*Try it:*
Your whole reply should be the lines from the one that contains "wx.YES_NO | wx.NO_DEFAULT" through the last line of the listing, copied exactly.

*Excerpted records:*
PR #584, opened 2025-03-23
Board local corrections

dhoepfl:
Based on my other pull request (#583), I added an option to use project local corrections: By default the global corrections database is used but you can choose to use project local corrections. When doing so, the then current global corrections are copied into the project.db database and that data is used.

Returning to the global corrections database simply drops the correction table from the project.db (with an appropriate warning since all local corrections are lost).

The logic whether the local or global correction data is used is based on the existence of the correction table in project.db. If it exists, even empty, local correction data is used, if it does not exist, global correction data is used.

If you want to transfer the local corrections into the global corrections database, you can use export/import to do so.

Alternative considered: In my first attempt, I used a dedicated corrections.db file next to the project.db. I didn’t see any advantages in doing so.

### DIFF
--- a/corrections.py
+++ b/corrections.py
@@ -441,7 +441,7 @@ class CorrectionManagerDialog(wx.Dialog):
                 wx.YES_NO | wx.NO_DEFAULT | wx.ICON_WARNING
             )
         result = dialog.ShowModal()
-        
+
         if result == wx.ID_NO:
             self.global_corrections.SetValue(self.parent.library.uses_global_correction_database())
             return
--- a/corrections.py
+++ b/corrections.py
@@ -293,12 +293,31 @@ class CorrectionManagerDialog(wx.Dialog):
         )
         self.export_button.SetBitmapMargins((2, 0))
 
+        self.global_corrections = wx.CheckBox(
+            self,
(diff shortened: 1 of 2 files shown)


chmorgan:
@Bouni thoughts on including these inside of project.db? I'd even propose folding the global mappings.db and rotations.db into a global.db to avoid proliferating separate database files since we've got the concept of tables inside of a single database...

chmorgan:
@dhoepfl why would someone want board local rotation/position corrections vs. the global ones?

dhoepfl:
> @dhoepfl why would someone want board local rotation/position corrections vs. the global ones?

The rare reason (that bite me when I updated from 8.x to 9.0): The global databases are lost when you uninstall, then reinstall the plugin or when you update KiCAD, then delete the old plugins directory without moving them over.

The main reason: You can check in the local corrections database and others that clone the repository get your corrections (e.g. for project local footprints). Same if you send the PCB design files to a third party.

Bouni:
LGTM

In my opinion we should think of a way to persist the corrections so that a update does not purge them ...

And maybe write the matching ones to the project anyway!?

*Result of the exercise:*
                 wx.YES_NO | wx.NO_DEFAULT | wx.ICON_WARNING
             )
         result = dialog.ShowModal()
-        
+
         if result == wx.ID_NO:
             self.global_corrections.SetValue(self.parent.library.uses_global_correction_database())
             return
--- a/corrections.py
+++ b/corrections.py
@@ -293,12 +293,31 @@ class CorrectionManagerDialog(wx.Dialog):
         )
         self.export_button.SetBitmapMargins((2, 0))
 
+        self.global_corrections = wx.CheckBox(
+            self,
(diff shortened: 1 of 2 files shown)


chmorgan:
@Bouni thoughts on including these inside of project.db? I'd even propose folding the global mappings.db and rotations.db into a global.db to avoid proliferating separate database files since we've got the concept of tables inside of a single database...

chmorgan:
@dhoepfl why would someone want board local rotation/position corrections vs. the global ones?

dhoepfl:
> @dhoepfl why would someone want board local rotation/position corrections vs. the global ones?

The rare reason (that bite me when I updated from 8.x to 9.0): The global databases are lost when you uninstall, then reinstall the plugin or when you update KiCAD, then delete the old plugins directory without moving them over.

The main reason: You can check in the local corrections database and others that clone the repository get your corrections (e.g. for project local footprints). Same if you send the PCB design files to a third party.

Bouni:
LGTM

In my opinion we should think of a way to persist the corrections so that a update does not purge them ...

And maybe write the matching ones to the project anyway!?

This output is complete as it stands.